Locate the line that contains "-> Tested in" in the entries below, then repeat it and every following line through the line that contains "the data field.", exactly, and no others.

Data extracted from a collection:
▼▼▼

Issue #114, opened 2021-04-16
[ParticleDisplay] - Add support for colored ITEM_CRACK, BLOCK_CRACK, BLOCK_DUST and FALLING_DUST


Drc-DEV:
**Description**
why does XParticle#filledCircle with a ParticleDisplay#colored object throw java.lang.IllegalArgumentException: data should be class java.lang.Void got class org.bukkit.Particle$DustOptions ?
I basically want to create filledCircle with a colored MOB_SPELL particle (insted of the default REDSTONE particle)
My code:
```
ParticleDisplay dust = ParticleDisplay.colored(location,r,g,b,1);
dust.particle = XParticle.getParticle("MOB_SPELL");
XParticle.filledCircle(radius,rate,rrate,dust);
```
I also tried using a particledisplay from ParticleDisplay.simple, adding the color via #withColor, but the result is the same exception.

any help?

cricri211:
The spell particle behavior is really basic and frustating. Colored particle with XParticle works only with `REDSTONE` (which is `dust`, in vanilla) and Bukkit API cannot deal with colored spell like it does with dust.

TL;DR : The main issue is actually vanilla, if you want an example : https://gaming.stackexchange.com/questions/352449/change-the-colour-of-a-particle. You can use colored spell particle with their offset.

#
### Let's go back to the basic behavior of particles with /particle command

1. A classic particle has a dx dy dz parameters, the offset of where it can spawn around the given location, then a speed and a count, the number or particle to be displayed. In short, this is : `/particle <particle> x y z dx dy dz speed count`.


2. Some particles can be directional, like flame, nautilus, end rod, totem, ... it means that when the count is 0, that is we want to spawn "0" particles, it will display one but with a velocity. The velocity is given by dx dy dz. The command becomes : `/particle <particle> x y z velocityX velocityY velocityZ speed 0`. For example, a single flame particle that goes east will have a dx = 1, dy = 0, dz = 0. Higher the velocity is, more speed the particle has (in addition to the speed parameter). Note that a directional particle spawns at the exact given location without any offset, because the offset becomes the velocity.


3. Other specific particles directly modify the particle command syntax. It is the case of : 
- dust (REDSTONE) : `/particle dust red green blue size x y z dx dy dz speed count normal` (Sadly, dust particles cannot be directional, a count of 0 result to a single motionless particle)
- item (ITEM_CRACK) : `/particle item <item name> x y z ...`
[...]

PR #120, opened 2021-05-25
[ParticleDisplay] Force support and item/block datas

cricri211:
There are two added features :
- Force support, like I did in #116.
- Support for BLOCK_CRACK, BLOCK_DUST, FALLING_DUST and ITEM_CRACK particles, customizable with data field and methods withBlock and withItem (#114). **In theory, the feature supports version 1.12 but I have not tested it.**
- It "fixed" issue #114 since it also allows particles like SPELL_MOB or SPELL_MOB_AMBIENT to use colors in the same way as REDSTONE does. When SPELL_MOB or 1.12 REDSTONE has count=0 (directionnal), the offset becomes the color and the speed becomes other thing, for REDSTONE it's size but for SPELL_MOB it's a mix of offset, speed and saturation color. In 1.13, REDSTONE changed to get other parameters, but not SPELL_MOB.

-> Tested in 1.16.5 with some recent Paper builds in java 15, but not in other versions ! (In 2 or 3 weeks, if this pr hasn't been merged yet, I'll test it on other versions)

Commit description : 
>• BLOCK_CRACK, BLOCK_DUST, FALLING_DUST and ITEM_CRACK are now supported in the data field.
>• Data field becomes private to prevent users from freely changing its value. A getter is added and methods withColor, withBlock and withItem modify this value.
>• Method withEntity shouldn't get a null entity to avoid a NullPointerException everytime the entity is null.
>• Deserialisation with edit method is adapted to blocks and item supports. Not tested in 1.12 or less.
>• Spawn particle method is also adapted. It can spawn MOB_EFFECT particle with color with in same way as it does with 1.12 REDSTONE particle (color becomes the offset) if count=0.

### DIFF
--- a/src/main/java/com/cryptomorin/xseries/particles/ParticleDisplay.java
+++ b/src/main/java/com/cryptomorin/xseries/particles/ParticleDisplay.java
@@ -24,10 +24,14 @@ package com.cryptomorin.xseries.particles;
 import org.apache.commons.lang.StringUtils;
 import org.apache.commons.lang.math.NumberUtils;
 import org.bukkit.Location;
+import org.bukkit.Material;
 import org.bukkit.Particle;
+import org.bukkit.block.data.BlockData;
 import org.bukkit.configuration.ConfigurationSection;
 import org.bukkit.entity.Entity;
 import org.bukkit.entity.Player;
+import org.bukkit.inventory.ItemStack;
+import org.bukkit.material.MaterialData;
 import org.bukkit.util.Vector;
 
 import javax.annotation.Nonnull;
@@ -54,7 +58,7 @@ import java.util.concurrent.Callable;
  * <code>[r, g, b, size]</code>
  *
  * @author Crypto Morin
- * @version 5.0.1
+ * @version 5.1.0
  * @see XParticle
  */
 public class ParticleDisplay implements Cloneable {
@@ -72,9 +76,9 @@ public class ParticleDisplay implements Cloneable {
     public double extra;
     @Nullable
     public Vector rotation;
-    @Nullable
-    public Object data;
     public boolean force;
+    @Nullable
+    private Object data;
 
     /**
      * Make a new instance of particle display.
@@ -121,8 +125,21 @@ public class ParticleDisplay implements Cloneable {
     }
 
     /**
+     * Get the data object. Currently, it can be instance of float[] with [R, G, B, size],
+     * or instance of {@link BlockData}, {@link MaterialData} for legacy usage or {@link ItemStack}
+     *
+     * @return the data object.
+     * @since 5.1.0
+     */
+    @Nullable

▲▲▲

RESPONSE AREA:
-> Tested in 1.16.5 with some recent Paper builds in java 15, but not in other versions ! (In 2 or 3 weeks, if this pr hasn't been merged yet, I'll test it on other versions)

Commit description : 
>• BLOCK_CRACK, BLOCK_DUST, FALLING_DUST and ITEM_CRACK are now supported in the data field.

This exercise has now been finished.